## The problem:
For each line of the listing that holds "name", show the full line.
***** Task data *****
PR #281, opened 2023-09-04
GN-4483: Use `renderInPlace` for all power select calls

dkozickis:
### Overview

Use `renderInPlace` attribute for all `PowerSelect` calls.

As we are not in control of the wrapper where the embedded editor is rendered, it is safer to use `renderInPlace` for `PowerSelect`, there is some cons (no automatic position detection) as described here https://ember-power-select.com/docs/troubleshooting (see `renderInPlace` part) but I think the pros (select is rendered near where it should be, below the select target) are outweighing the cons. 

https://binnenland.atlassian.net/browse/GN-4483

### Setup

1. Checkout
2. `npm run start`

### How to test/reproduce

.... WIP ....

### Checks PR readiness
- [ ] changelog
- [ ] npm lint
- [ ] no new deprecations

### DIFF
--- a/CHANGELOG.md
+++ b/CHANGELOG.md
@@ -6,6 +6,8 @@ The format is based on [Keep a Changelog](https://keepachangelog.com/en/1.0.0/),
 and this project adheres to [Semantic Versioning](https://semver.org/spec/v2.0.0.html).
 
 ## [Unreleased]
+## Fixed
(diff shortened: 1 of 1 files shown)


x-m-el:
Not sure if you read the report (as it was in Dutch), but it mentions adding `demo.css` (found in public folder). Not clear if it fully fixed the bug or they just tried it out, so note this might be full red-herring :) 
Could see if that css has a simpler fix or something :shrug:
*****
***** Task data *****
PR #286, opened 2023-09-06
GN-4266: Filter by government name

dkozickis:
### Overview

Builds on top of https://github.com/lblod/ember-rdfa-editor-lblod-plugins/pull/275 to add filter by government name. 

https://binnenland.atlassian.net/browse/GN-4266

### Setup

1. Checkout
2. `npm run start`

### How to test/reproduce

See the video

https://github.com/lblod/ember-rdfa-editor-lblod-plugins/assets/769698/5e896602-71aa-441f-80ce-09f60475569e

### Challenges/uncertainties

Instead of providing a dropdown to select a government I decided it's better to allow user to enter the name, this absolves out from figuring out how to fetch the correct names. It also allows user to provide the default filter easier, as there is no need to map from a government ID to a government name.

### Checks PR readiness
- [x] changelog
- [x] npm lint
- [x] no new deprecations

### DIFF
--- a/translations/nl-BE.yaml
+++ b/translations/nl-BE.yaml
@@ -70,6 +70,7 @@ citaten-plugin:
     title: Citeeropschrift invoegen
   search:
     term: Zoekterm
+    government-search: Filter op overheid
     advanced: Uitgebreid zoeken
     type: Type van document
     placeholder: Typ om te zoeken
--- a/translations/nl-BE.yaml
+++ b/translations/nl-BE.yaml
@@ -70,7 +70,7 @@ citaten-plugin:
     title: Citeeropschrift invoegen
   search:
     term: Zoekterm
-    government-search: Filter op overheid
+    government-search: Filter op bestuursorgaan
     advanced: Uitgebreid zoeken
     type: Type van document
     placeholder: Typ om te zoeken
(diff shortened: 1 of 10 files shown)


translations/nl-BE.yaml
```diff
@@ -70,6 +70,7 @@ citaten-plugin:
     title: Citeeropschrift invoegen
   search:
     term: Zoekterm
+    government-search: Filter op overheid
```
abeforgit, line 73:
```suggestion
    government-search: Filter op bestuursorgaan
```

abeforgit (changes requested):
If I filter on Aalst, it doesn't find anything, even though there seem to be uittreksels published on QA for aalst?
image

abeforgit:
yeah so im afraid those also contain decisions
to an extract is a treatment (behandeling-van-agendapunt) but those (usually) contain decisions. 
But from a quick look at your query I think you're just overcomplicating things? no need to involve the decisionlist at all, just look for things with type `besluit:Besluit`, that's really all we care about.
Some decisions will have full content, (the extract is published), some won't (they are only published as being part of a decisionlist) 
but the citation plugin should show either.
*****
## Task output:
GN-4266: Filter by government name
Builds on top of https://github.com/lblod/ember-rdfa-editor-lblod-plugins/pull/275 to add filter by government name. 
Instead of providing a dropdown to select a government I decided it's better to allow user to enter the name, this absolves out from figuring out how to fetch the correct names. It also allows user to provide the default filter easier, as there is no need to map from a government ID to a government name.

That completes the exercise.